# How to complete this task:
Return only those lines of the listing in which "squid" appears.

# Exercise data:
+ + + + +

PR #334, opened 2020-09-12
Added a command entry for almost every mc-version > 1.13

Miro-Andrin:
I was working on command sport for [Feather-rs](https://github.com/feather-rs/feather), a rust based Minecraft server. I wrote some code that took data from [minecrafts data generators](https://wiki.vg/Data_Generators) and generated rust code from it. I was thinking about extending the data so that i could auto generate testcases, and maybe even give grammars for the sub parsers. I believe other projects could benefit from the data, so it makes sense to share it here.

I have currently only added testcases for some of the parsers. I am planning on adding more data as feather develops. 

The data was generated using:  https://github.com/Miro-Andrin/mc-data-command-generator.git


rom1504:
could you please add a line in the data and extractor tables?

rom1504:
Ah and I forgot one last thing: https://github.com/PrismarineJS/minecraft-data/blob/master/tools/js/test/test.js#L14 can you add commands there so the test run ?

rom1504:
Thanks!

+ + + + +

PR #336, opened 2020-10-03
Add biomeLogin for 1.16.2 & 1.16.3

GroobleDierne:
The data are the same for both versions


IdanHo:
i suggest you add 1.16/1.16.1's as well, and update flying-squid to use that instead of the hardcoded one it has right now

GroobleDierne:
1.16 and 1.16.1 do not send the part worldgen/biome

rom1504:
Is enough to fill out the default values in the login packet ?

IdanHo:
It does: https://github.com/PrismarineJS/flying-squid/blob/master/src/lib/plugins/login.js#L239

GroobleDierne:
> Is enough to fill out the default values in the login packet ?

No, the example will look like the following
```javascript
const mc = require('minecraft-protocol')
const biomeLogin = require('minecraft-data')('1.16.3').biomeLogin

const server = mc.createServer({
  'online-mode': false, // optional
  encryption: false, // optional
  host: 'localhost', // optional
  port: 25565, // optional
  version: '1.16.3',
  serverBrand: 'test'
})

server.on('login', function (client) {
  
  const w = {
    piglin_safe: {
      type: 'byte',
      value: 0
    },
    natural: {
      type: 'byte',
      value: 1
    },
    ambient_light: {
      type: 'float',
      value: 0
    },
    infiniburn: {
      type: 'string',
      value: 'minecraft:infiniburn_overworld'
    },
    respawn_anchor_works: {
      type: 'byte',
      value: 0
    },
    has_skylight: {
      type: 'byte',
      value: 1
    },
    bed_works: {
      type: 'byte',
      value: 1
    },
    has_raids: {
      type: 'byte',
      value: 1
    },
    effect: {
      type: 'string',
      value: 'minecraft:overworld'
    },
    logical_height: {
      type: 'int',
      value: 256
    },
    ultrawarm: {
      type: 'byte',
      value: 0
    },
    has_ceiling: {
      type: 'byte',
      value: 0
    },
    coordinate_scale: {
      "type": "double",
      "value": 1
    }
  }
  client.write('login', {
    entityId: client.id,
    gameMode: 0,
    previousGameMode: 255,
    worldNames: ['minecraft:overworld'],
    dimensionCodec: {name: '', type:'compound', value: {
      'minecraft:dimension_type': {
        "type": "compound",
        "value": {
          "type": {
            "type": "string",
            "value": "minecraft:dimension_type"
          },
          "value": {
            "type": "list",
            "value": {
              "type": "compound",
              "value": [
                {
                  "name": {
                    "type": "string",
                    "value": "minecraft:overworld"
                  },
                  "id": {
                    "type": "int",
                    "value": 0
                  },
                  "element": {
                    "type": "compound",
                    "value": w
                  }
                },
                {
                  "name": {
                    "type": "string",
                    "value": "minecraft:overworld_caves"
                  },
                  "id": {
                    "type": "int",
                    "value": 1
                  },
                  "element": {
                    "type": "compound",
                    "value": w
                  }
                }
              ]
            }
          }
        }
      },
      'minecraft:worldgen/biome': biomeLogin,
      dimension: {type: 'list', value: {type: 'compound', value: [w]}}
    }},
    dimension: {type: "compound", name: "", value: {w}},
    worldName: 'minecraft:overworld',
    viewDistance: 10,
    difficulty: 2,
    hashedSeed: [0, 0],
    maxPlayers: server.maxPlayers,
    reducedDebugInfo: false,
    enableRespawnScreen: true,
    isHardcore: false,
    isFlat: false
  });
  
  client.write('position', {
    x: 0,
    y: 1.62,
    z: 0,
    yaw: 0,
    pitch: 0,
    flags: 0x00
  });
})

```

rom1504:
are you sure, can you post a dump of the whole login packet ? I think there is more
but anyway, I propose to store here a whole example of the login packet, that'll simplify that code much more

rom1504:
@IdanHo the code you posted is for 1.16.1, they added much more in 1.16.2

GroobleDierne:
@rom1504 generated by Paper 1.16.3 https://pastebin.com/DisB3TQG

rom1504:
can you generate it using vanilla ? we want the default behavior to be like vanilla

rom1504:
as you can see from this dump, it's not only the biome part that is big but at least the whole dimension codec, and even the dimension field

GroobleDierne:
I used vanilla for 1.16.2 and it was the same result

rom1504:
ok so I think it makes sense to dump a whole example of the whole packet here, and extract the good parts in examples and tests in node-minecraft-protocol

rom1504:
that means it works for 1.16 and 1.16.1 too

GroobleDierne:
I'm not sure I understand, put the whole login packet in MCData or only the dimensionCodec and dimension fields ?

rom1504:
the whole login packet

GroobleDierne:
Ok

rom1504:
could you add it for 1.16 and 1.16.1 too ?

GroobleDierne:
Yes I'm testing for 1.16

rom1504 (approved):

+ + + + +

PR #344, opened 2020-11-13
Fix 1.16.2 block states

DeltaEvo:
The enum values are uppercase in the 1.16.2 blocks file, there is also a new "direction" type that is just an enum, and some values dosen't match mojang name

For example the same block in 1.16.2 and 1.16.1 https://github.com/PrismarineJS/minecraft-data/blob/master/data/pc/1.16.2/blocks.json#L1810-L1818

+ + + + +

# Task answer:
i suggest you add 1.16/1.16.1's as well, and update flying-squid to use that instead of the hardcoded one it has right now
It does: https://github.com/PrismarineJS/flying-squid/blob/master/src/lib/plugins/login.js#L239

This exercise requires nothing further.